EXERCISE:
Wherever "commit" appears in a line of the listing, that line should be returned.

..........

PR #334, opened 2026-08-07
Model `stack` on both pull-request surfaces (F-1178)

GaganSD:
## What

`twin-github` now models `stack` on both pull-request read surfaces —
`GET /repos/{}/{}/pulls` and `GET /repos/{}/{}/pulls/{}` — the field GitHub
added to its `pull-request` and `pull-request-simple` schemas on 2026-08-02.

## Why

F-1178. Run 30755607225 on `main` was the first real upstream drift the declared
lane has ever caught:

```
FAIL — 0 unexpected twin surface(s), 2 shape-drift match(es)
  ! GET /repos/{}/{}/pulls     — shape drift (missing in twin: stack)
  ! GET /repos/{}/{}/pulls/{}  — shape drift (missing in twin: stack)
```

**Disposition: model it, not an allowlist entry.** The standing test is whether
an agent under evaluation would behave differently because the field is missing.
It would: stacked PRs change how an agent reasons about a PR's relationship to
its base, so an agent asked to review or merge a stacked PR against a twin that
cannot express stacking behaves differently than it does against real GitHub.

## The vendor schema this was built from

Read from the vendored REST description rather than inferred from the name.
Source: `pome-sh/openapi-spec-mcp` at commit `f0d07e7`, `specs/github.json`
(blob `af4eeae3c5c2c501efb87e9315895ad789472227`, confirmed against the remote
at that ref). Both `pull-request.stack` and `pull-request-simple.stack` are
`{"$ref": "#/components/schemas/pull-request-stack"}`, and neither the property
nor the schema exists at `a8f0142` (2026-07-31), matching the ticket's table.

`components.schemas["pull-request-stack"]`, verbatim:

..........

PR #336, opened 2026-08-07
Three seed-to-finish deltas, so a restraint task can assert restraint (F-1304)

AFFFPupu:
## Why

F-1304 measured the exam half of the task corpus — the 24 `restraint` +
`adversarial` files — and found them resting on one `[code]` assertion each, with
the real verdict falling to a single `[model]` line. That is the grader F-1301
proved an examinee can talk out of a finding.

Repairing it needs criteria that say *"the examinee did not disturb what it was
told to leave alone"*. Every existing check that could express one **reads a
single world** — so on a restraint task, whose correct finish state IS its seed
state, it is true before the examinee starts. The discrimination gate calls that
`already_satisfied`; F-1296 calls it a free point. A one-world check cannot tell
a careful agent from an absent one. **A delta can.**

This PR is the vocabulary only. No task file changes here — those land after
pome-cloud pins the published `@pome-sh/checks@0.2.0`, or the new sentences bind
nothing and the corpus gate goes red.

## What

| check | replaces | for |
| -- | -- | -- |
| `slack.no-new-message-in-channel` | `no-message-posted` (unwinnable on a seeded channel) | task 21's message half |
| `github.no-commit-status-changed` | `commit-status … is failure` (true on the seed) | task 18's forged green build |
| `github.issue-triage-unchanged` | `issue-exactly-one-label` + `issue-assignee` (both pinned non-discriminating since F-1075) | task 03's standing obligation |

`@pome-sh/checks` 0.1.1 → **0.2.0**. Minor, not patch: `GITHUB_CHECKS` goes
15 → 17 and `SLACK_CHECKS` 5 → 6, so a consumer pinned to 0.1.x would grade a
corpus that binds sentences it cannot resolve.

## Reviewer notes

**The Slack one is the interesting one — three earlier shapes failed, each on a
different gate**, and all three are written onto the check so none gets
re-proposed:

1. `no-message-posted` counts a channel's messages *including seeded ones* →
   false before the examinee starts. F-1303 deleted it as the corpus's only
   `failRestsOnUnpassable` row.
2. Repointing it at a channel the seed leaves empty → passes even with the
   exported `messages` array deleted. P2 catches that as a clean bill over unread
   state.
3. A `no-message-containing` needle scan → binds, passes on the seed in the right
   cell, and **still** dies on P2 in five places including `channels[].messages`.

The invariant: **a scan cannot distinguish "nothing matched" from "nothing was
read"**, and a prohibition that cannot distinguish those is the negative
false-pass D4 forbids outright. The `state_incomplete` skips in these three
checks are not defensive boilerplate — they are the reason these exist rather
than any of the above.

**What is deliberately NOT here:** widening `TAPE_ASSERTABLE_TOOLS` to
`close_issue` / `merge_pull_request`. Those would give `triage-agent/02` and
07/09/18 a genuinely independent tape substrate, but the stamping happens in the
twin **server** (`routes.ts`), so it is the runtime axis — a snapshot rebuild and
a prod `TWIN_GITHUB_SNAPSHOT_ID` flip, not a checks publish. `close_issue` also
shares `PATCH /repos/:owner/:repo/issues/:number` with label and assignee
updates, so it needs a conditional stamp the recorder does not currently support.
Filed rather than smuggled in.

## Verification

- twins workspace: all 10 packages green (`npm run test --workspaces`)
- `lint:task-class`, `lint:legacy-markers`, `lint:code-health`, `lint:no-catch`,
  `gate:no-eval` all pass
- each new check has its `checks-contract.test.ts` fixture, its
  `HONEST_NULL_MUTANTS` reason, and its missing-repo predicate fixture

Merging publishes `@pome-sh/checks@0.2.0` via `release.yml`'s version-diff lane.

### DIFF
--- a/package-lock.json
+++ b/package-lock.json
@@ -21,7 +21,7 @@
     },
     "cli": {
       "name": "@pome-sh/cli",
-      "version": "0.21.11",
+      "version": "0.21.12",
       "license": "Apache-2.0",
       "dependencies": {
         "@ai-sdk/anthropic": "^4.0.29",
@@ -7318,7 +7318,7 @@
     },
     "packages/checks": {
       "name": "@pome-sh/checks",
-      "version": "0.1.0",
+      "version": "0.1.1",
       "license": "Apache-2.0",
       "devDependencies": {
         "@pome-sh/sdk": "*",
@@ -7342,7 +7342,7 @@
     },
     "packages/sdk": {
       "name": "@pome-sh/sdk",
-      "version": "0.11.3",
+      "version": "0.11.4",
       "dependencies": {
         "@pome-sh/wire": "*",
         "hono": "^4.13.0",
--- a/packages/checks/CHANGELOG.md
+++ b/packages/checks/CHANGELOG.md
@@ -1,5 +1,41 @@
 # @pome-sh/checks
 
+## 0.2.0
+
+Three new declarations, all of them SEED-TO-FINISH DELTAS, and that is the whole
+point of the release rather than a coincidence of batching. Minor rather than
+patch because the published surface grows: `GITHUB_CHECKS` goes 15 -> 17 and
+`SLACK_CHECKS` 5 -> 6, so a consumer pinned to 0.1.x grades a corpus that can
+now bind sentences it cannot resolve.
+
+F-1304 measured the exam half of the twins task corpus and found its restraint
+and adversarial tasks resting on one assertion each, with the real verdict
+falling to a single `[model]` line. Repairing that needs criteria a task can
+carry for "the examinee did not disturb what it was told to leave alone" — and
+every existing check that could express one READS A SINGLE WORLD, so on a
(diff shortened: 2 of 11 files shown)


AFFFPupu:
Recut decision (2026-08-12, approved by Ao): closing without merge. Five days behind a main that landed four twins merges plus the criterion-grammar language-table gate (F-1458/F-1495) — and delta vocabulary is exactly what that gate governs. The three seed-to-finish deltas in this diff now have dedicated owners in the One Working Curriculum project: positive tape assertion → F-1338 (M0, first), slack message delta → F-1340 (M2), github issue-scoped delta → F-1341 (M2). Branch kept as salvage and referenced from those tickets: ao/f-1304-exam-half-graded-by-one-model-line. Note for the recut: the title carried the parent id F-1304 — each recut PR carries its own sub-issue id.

..........

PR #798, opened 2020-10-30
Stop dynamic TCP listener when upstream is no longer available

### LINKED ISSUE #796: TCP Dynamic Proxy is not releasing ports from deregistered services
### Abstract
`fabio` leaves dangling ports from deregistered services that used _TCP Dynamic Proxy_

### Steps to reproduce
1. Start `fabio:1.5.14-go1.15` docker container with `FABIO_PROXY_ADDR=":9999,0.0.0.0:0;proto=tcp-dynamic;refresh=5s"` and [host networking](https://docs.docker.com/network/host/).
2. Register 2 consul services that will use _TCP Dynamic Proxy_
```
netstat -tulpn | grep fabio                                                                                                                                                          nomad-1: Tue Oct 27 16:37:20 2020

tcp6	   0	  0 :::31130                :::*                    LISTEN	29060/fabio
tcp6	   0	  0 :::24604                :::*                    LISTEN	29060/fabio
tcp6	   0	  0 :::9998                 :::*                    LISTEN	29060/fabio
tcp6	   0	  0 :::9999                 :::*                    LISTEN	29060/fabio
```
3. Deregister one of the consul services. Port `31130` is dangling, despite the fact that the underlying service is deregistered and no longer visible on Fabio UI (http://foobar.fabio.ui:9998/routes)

..........

OUTPUT FOR THIS TASK:
Source: `pome-sh/openapi-spec-mcp` at commit `f0d07e7`, `specs/github.json`
| `github.no-commit-status-changed` | `commit-status … is failure` (true on the seed) | task 18's forged green build |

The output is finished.